(DATA FOR THIS EXERCISE)

PR #1667, opened 2024-03-13
[PWX-32203] Adding perform failback command and unit tests

olavangad-px:
**What type of PR is this?**
>feature
>unit-test

Yes, adds a new storkctl command `storkctl perform failback`

```
[root@ip-10-13-194-37 ~]# storkctl perform failback -h
Initiate failback of the given migration schedule

Usage:
  storkctl perform failback [flags]

Flags:
      --exclude-namespaces strings   Specify the comma-separated list of subset namespaces to be skipped during the failback. By default, all namespaces part of the MigrationSchedule are failed back
  -h, --help                         help for failback
      --include-namespaces strings   Specify the comma-separated list of subset namespaces to be failed back. By default, all namespaces part of the MigrationSchedule are failed back
  -m, --migration-reference string   Specify the MigrationSchedule to failback. Also specify the namespace of this MigrationSchedule using the -n flag

```

No

24.2.0

**Testing Details**:
Have added comprehensive unit tests and tested all combinations manually as well

### DIFF
--- a/pkg/storkctl/action.go
+++ b/pkg/storkctl/action.go
@@ -94,7 +94,7 @@ func newFailbackCommand(cmdFactory Factory, ioStreams genericclioptions.IOStream
 	var excludeNamespaceList []string
 	performFailbackCommand := &cobra.Command{
 		Use:   failbackCommand,
-		Short: "Initiate failover of the given migration schedule",
+		Short: "Initiate failback of the given migration schedule",
 		Run: func(c *cobra.Command, args []string) {
 			// namespace of the MigrationSchedule is provided by the user using the -n / --namespace global flag
 			migrationScheduleNs := cmdFactory.GetNamespace()
--- a/pkg/storkctl/action.go
+++ b/pkg/storkctl/action.go
@@ -17,6 +17,7 @@ import (
 
 const (
 	failoverCommand                    = "failover"
+	failbackCommand                    = "failback"
 	nameTimeSuffixFormat string        = "2006-01-02-150405"
 	actionWaitTimeout    time.Duration = 10 * time.Minute
 	actionWaitInterval   time.Duration = 10 * time.Second
@@ -30,6 +31,7 @@ func newPerformCommand(cmdFactory Factory, ioStreams genericclioptions.IOStreams
 
 	performCommands.AddCommand(
 		newFailoverCommand(cmdFactory, ioStreams),
+		newFailbackCommand(cmdFactory, ioStreams),
 	)
 	return performCommands
 }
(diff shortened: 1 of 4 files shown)


pkg/storkctl/action.go
```diff
@@ -54,79 +56,29 @@ func newFailoverCommand(cmdFactory Factory, ioStreams genericclioptions.IOStream
...
+			// namespace of the MigrationSchedule is provided by the user using the -n / --namespace global flag
 			migrationScheduleNs := cmdFactory.GetNamespace()
-			migrSchedObj, err := storkops.Instance().GetMigrationSchedule(referenceMigrationSchedule, migrationScheduleNs)
+			namespaceList, err := validationsForPerformDRCommands(storkv1.ActionTypeFailover, migrationScheduleNs, referenceMigrationSchedule, includeNamespaceList, excludeNamespaceList)
 			if err != nil {
-				util.CheckErr(fmt.Errorf("unable to find the reference MigrationSchedule %v in the %v namespace", referenceMigrationSchedule, migrationScheduleNs))
+				util.CheckErr(err)
 				return
 			}
-			if !skipDeactivateSource {
```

(End DATA FOR THIS EXERCISE)

What is needed is an exact transcription of every record above.

SOLUTION BELOW:
PR #1667, opened 2024-03-13
[PWX-32203] Adding perform failback command and unit tests

olavangad-px:
**What type of PR is this?**
>feature
>unit-test

Yes, adds a new storkctl command `storkctl perform failback`

```
[root@ip-10-13-194-37 ~]# storkctl perform failback -h
Initiate failback of the given migration schedule

Usage:
  storkctl perform failback [flags]

Flags:
      --exclude-namespaces strings   Specify the comma-separated list of subset namespaces to be skipped during the failback. By default, all namespaces part of the MigrationSchedule are failed back
  -h, --help                         help for failback
      --include-namespaces strings   Specify the comma-separated list of subset namespaces to be failed back. By default, all namespaces part of the MigrationSchedule are failed back
  -m, --migration-reference string   Specify the MigrationSchedule to failback. Also specify the namespace of this MigrationSchedule using the -n flag

```

No

24.2.0

**Testing Details**:
Have added comprehensive unit tests and tested all combinations manually as well

### DIFF
--- a/pkg/storkctl/action.go
+++ b/pkg/storkctl/action.go
@@ -94,7 +94,7 @@ func newFailbackCommand(cmdFactory Factory, ioStreams genericclioptions.IOStream
 	var excludeNamespaceList []string
 	performFailbackCommand := &cobra.Command{
 		Use:   failbackCommand,
-		Short: "Initiate failover of the given migration schedule",
+		Short: "Initiate failback of the given migration schedule",
 		Run: func(c *cobra.Command, args []string) {
 			// namespace of the MigrationSchedule is provided by the user using the -n / --namespace global flag
 			migrationScheduleNs := cmdFactory.GetNamespace()
--- a/pkg/storkctl/action.go
+++ b/pkg/storkctl/action.go
@@ -17,6 +17,7 @@ import (
 
 const (
 	failoverCommand                    = "failover"
+	failbackCommand                    = "failback"
 	nameTimeSuffixFormat string        = "2006-01-02-150405"
 	actionWaitTimeout    time.Duration = 10 * time.Minute
 	actionWaitInterval   time.Duration = 10 * time.Second
@@ -30,6 +31,7 @@ func newPerformCommand(cmdFactory Factory, ioStreams genericclioptions.IOStreams
 
 	performCommands.AddCommand(
 		newFailoverCommand(cmdFactory, ioStreams),
+		newFailbackCommand(cmdFactory, ioStreams),
 	)
 	return performCommands
 }
(diff shortened: 1 of 4 files shown)


pkg/storkctl/action.go
```diff
@@ -54,79 +56,29 @@ func newFailoverCommand(cmdFactory Factory, ioStreams genericclioptions.IOStream
...
+			// namespace of the MigrationSchedule is provided by the user using the -n / --namespace global flag
 			migrationScheduleNs := cmdFactory.GetNamespace()
-			migrSchedObj, err := storkops.Instance().GetMigrationSchedule(referenceMigrationSchedule, migrationScheduleNs)
+			namespaceList, err := validationsForPerformDRCommands(storkv1.ActionTypeFailover, migrationScheduleNs, referenceMigrationSchedule, includeNamespaceList, excludeNamespaceList)
 			if err != nil {
-				util.CheckErr(fmt.Errorf("unable to find the reference MigrationSchedule %v in the %v namespace", referenceMigrationSchedule, migrationScheduleNs))
+				util.CheckErr(err)
 				return
 			}
-			if !skipDeactivateSource {
```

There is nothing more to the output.